First.... the data in the volume won't be available until the fsck
completes, so the server won't be able to give the data any faster
than it takes to fsck the volume. Minimum time limit, unless you have
a new filesystem check design to get around this, that is a rather
unchangeable wait time until you can *serve* the data.... You might
investigate why fsck takes the time it does and how could fsck be made
faster.

Would this not work just as well....

 -> when installing the system, it makes sense to have separate mount
points for massively large file systems, that way the system can be
booted, the fsck can be backgrounded, and then autofs can check for
when fsck releases the file descriptor to the device, and then it can
mount it. If you do that, it should in theory, be the fastest it can
be made available (to serve/use).


If you have a crap ton of programs all waiting for a volume to be
available, you should use *run levels*. You can have more than just 6
runlevels btw.

boot -> network, ntpd, start volume scans runlevel......when scans
finished -> daemons that need scanned volume runlevel....  -> if scans
fail, don't launch next runlevel. Make last runlevel require
successful fsck (and network if needed) and that prevents *a lot* of
the hitting of the fans.


It seems that systemd is trying to take over the responsibility of...

 -> the linux kernel's authority over other processes (permissions
keep the peace, not systemd)

 -> the system inter process communication facility to inform, not
systemd (I guess.... itself), that something has crashed and something
should be done about it. Another daemon could be written that simply
checks when the *file descriptors* of any of the pid files closes, and
if the file wasn't deleted, we have a problem, inform some system
facility... We don't need to replace the daemon launch facility with a
job that could be delegated to another daemon... and launch it with..
( exec watchdog || exec watchdog "you killed yourself dummy" )

 -> the authority granted to the system administrator, who's job is to
administer the system and no one else's

 -> picking up the slack for poorly written programs that crash (as in
auto relaunch a daemon). Don't do this. Demand (or help) the software
fix its internal problems or back another (software) implementation of
what that software's job was. If you drop crappy software off by the
side of the road, then people start writing better software. If no one
objects to a daemon crash because a crash was (silently) trampolined
under the hood...well...in short, you start setting up fans for what
will eventually hit them (and you too).

 -> enforcing a new model on the entire linux community for a problem
that tips and tricks for admins could advert.


It seems many lines have been blurred and I am trying to bring them
back in to focus.

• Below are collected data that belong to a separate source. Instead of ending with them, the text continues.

PR #314, opened 2021-03-20
Automatically deploy to Heroku on merge

### LINKED ISSUE #313: We should set up continuous auto-deploys to Heroku staging/production
Whenever something is merged to `main`, deploy it to staging and if that works, deploy to production.

gabebw:
Closes #313

### DIFF
--- a/.github/workflows/heroku-deploy.yml
+++ b/.github/workflows/heroku-deploy.yml
@@ -1,0 +1,34 @@
+name: Heroku Deploy
+
+on:
+  pull_request:
+    types: [closed]
+    branches:
+      - main
+# `types: [closed]` above means that this step runs even when a PR is
+# closed without merging.
+# This `if` statement ensures we only run this step when the PR is merged.
+if: ${{ github.event.pull_request.merged == true }}
+
+jobs:
+  heroku-deploy:
+    runs-on: ubuntu-latest
+    steps:
+      - name: Check out repository
+        uses: actions/checkout@v2
+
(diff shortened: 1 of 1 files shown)


gabebw:
I confirm that this worked to deploy to staging and correctly did not deploy to production: https://github.com/hotline-webring/hotline-webring/runs/2156227279?check_suite_focus=true

Now I'm going to change the syntax so it only runs when we want, and not on every push. I'll squash all of the commits before merging.

.github/workflows/heroku-deploy.yml
```diff
@@ -0,0 +1,34 @@
...
+
+on:
+  pull_request:
+    types: [closed]
+    branches:
+      - main
+# `types: [closed]` above means that this step runs even when a PR is
+# closed without merging.
+# This `if` statement ensures we only run this step when the PR is merged.
+if: ${{ github.event.pull_request.merged == true }}
```
edwardloveall, line 11: So this all together means that we only deploy when we close (merge?) a PR into main?

edwardloveall (approved):
One question, but if it's what I think it means, then it looks good to me. Thanks for doing this!

.github/workflows/heroku-deploy.yml
gabebw: Yes, you're exactly right.

> close (merge?)

Yeah, there's no `merge` event, so we have to check for when PRs are closed (which means closed or merged) then confirm that it's a merge.

PR #315, opened 2021-03-21
Fix workflow syntax

gabebw:
`if` should be at the job level, not the top level.

The most recent workflow failed on merge: https://github.com/hotline-webring/hotline-webring/actions/runs/673952019


edwardloveall (approved):
We'll do it live.

PR #318, opened 2021-03-21
Correctly read the base ref for the PR

gabebw:


gabebw:
This worked! https://github.com/hotline-webring/hotline-webring/runs/2161568715?check_suite_focus=true

PR #320, opened 2021-03-30
Block IPs in the range 192.168.*.*

### LINKED ISSUE #319: Block 192.168.*.* from joining
This is represented in Ruby like this:

```ruby
IPAddr.new('192.168.0.0/16')
```

Then we can check:

```
> IPAddr.new('192.168.0.0/16') === '192.168.1.220'
true
```

The block goes in the `HostValidator` class.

They were drawn up as lines for reasons. They should
only be changed with better reasons. I am not trying to discourage
change. I am trying to give you something to help you determine if
another reason is a _better_ reason.


So, I think for udev's future, for linux's future, we check our
bearings here and see if we are going in the direction we initially
set out in. Have we gotten sidetracked from the path we meant to take?


So, to repeat the first question so we end on the highest point....


I think it is categorically important to *identify* and *convey to the
community*...

 -> What role is systemd designed to facilitate?